The Importance of Exploratory Data Analysis (EDA)
by Joel Branch, Ph.D. AI Architect
After years of claiming to be a great chef, I realized my cooking approach has been rather naïve. I’ve got some recipes memorized, but I’ve been “ignoring the food.” An expert chef has expertise in “preparing food,” not just following a recipe. Are the eggs fresh? Fresh eggs make “outstanding” cakes. The fire is right, but how does the steak sizzle? You don’t want the surface to cook much faster than the interior. A recipe may say one thing, but you may need to switch it up. The trick here is “knowing your food” before and during cooking.
Do you “know your data?” Doing exploratory data analysis (EDA) is essential before coding up an impressive deep learning algorithm. Unfortunately, there’s not enough respect given to EDA because of impatience, and the end goal, deep learning, steals most of the spotlight. Thorough EDA is critical to help pick the right learning algorithm, sample the right data for training, predict how often retraining might be needed, etc. An exhaustive EDA discussion is beyond this blog's scope, but let’s cover some general best practices.
Of foremost importance is understanding what data you have and don’t have. Examples include having data for only select parts of the year or user populations. You also need to be prepared to make a strong case for the data you need, but partners are hesitant or unwilling to release (they don't teach you this in deep learning courses). Having an overall understanding of data availability will help determine to what extent a learning solution can even be applied because guess what, bias is a killer.
You also need to determine the quality of data at your disposal. Are there missing attributes, noisy sensor readings, data duplications, etc.?
Beyond developing effective reusable data cleaning pipelines, you may need to take time to understand the data's source. Large well-established enterprises (many of whom are anxious for AI transformations) usually have no shortage of esoteric systems generating data intended to fuel AI solutions. Find out all you can about systems and processes generating your data as soon as possible. A data source modernization effort might be needed before embarking on AI solutions.

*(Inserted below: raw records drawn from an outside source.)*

PR #719, opened 2020-02-20
Move framework specific requires to spies

mikker:
Our current solution depends on the `elastic-apm` gem to be loaded _after_ Grape or Sinatra.

This PR uses the already present mechanism of hooking into require to make sure to load regardless of gem order.

### DIFF
--- a/Gemfile
+++ b/Gemfile
@@ -59,7 +59,7 @@ end
 frameworks_versions.each do |framework, version|
   case version
   when 'master'
-    gem framework, github: GITHUB_REPOS.fetch[framework]
+    gem framework, github: GITHUB_REPOS.fetch(framework)
   when /.+/
     gem framework, "~> #{version}.0"
   else
--- a/lib/elastic_apm/spies/grape.rb
+++ b/lib/elastic_apm/spies/grape.rb
@@ -1,0 +1,15 @@
+# frozen_string_literal: true
+
+module ElasticAPM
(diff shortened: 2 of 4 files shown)


estolfo:
Looks good 👍
Do we have to make any changes in the tests?

mikker:
My hope was that it would _Just Work™_ but let's see.

estolfo:
Some more comments:
I think we have to add `grape` to [here](https://github.com/elastic/apm-agent-ruby/blob/master/lib/elastic_apm/config.rb#L112-L127)
We can also remove [these](https://github.com/elastic/apm-agent-ruby/blob/master/lib/elastic_apm.rb#L27-L28) lines.

mikker:
On second thought, this doesn't cut it. As the spies aren't required before here https://github.com/mikker/apm-agent-ruby/blob/af2357eb09ef68e5469facdf50752a2639a85316/lib/elastic_apm/agent.rb#L103-L106 `ElasticAPM::Grape` won't be available before starting the agent.

So, do we add `require 'elastic_apm/grape'` to the installation instructions (maybe, probably, breaking change?) or keep it all as is?

I think I'd say option 2.

estolfo:
I would hesitate to add a breaking change for something no one has complained about. So maybe we should just leave it as-is?

mikker:
Wholeheartedly agree, closing.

Before proceeding much further, you also need to establish a clear data security solution. Today’s press is riddled with stories about unauthorized data access and analysis. Knowing and controlling who should have access to what features of a dataset is critical for enforcing data privacy controls and policies. Data-level security sets expectations about what solutions can be realized by applying deep learning (e.g., the specificity of output of a recommendation engine).
Finally, get dirty with the data. Understanding things like relationships among data features and distributions of categorizations in multi-dimensional space is essential for determining what types of learning models should be considered (or if you need AI at all) and for further determining what data cleaning is required. In the world of big data, understanding the tradeoffs between efficacy and performance of sampling techniques may be critical for early prototyping, especially in selecting data slices for training, testing, and validation. Become familiar with the capabilities of data visualization tools and frameworks. Depending on your problem domain, you might even end up developing a novel way to visualize your data.
So, today I’m a more confident chef. I’m also more confident in my approach to applying deep learning because I’ve learned to spend more resources on knowing my data, and convincing other stakeholders of the importance of this preliminary phase on the way to AI greatness.